Top of Information provided

PR #22, opened 2024-01-10
feat: premium overhaul

dyedm1:
Under the current model, sellers can collect all of the premium they are owed (including Uniswap fees, long premium, and long premium spread) at any time, as long as there are enough settled premium tokens available in the pool (collected from Uniswap/paid by sellers across all chunks).

This is problematic for a few reasons:
1. If many sellers close around the same time, the rest of the sellers may be stuck waiting for more premium to settle into the pool to collect everything they are owed, even if no one bought their options.
2. If someone can sell and then buy an option (different accounts) that composes a large fraction of the active Uniswap liquidity, they can inflate and collect a large quantity of premium from the short option and then liquidate the long option without actually paying all the premium, which, depending on how the situation is handled, can result in the theft of funds from either PLPs or the general settled premium pool.

To rectify these issues, this PR replaces the current premium distribution system with a more robust model that distributes premium proportionally and fairly to sellers on a chunk-by-chunk basis according to the ratio of available (settled) tokens in the chunk to total tokens owed. (To balance out the UX hit for sellers, #26 will allow premium owed by eligible buyers to be collected early/before closing a sold option) 

To compute this ratio, we need two things (for each token):
1. The current amount of settled tokens available for withdrawal in the chunk
2. The total premium owed to all sellers in the chunk

This PR also adds a requirement (in `validate()`) that all legs in a `tokenId` must be of a unique chunk, which reduces a lot of technical complexity.  Theoretically, any tokenId that touches the same chunk twice can be replicated in a more gas-efficient tokenId that only has one touch, so this ban will have little-to-no UX impact.

For 1, we introduce a new storage variable `s_settledTokens` (LeftRight, left:token1, right:token0) that is updated when premium is collected from the Uniswap pool, paid by buyers, or collected by sellers. To retrieve the per-chunk premium collected from Uniswap, the SFPM `totalCollected` return value was changed to a per-leg array, `collectedByLeg`, which is then added to the corresponding chunk for each tokenId leg. 

For 2, we introduce another storage variable `s_grossPremiumLast` (LeftRight, left:token1, right:token0). When used as a `last` value with the current gross premium accumulator and `shortLiquidity`(`totalLiquidity`), the total premium owed to all sellers is the result. 

To accomplish that, we take advantage of the fact that *given a constant shortLiquidity*, `ΔgrossPremium*shortLiquidity` is equal to the total premium accrued to sellers. shortLiquidity only changes when sold options are minted or burned, so to keep `s_grossPremiumLast` accurate we algebraically solve for a new `grossPremiumLast` value that yields the same premium with the new shortLiquidity value as the *old* `grossPremiumLast` yielded from the *old* shortLiquidity value (computed from the position liquidity delta) after each mint, and do the same after each burn (with the premium target being corrected for the amount that was owed to the closed position).

Whenever sold options are closed and collateral is checked, the available premium (what is actually paid) is now defined by `available = min(owed, owed*s_settledTokens/(grossPremiumCurrent - grossPremiumLast)*shortLiquidity)`

Note: in a future PR, tokens owed by buyers over the protocol loss threshold in a liquidation *will not* be paid. If this is the result of premium manipulation, sellers in the chunk will still receive all the "real" premium owed to them, but if it occurs naturally due to a less-than-timely liquidation, sellers will not receive the premium that was exempted during the liquidation.


contracts/PanopticPool.sol
```diff
@@ -1649,75 +1746,356 @@ contract PanopticPool is ERC1155Holder, Multicall {
...
+                //
+                // (old)
+                // (C(T - R) - G)/(T - R) = Ln
+                uint256[2] memory grossNew;
+                unchecked {
+                    // if there's still liquidity, compute the new grossPremiumLast
+                    // otherwise, we just reset grossPremiumLast to the current grossPremium
+                    if (totalLiquidity != 0) {
+                        // get G
+                        grossNew[0] =
```
dyedm1: I need to give the rounding here some more thought; there's an edge case where G > C(T-R) because of terms being rounded differently. That's easy to patch (math.max(C(T-R) - G, 0)), but we need to make sure there's no griefing attack vector (erroneously decreasing grossPremiumLast, which increases the size of the owed premium beyond what can be settled). Usually rounding in favor of the protocol is accceptable and even prudent, but the calculations have to be tight here and not accumulate leaks of >1 accumulator point downward.

contracts/PanopticPool.sol
```diff
@@ -1723,4 +1639,315 @@ contract PanopticPool is ERC1155Holder, Multicall {
...
+            bytes32 chunkKey = keccak256(
+                abi.encodePacked(tokenId.strike(leg), tokenId.width(leg), tokenId.tokenType(leg))
+            );
+
+            // collected from Uniswap
+            uint256 settledTokens = s_settledTokens[chunkKey].add(collectedByLeg[leg]);
+
+            int256 legPremia = premiaByLeg[leg];
+
+            // (will be) paid by long legs
```
guil-lambert: This need to be negated for each slot:
```
            if (tokenId.isLong(leg) == 1) {
                settledTokens = settledTokens.add(uint256(0).toRightSlot(uint128(-legPremia.rightSlot())).toLeftSlot(-legPremia.leftSlot())));
                realizedPremia = realizedPremia.add(legPremia);
```

contracts/PanopticPool.sol
```diff
@@ -1649,72 +1590,47 @@ contract PanopticPool is ERC1155Holder, Multicall {
...
                                 )
                             )
                         );
 
-                    if (isLong == 0) {
-                        premia = premia.add(legPremia);
-                    } else {
-                        premia = premia.sub(legPremia);
+                    if (isLong == 1) {
+                        premiaByLeg[leg] = -premiaByLeg[leg];
```
guil-lambert: This need to be negated for each slot:
`premiaByLeg[leg] = int256(0).sub(premiaByLeg[leg]);`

Bottom of Information provided

§ **What you should do**
Reprint the data above from the opening line to the line holding "2. The total", inclusive, and nothing else.

§ **Task answer**
PR #22, opened 2024-01-10
feat: premium overhaul

dyedm1:
Under the current model, sellers can collect all of the premium they are owed (including Uniswap fees, long premium, and long premium spread) at any time, as long as there are enough settled premium tokens available in the pool (collected from Uniswap/paid by sellers across all chunks).

This is problematic for a few reasons:
1. If many sellers close around the same time, the rest of the sellers may be stuck waiting for more premium to settle into the pool to collect everything they are owed, even if no one bought their options.
2. If someone can sell and then buy an option (different accounts) that composes a large fraction of the active Uniswap liquidity, they can inflate and collect a large quantity of premium from the short option and then liquidate the long option without actually paying all the premium, which, depending on how the situation is handled, can result in the theft of funds from either PLPs or the general settled premium pool.

To rectify these issues, this PR replaces the current premium distribution system with a more robust model that distributes premium proportionally and fairly to sellers on a chunk-by-chunk basis according to the ratio of available (settled) tokens in the chunk to total tokens owed. (To balance out the UX hit for sellers, #26 will allow premium owed by eligible buyers to be collected early/before closing a sold option) 

To compute this ratio, we need two things (for each token):
1. The current amount of settled tokens available for withdrawal in the chunk
2. The total premium owed to all sellers in the chunk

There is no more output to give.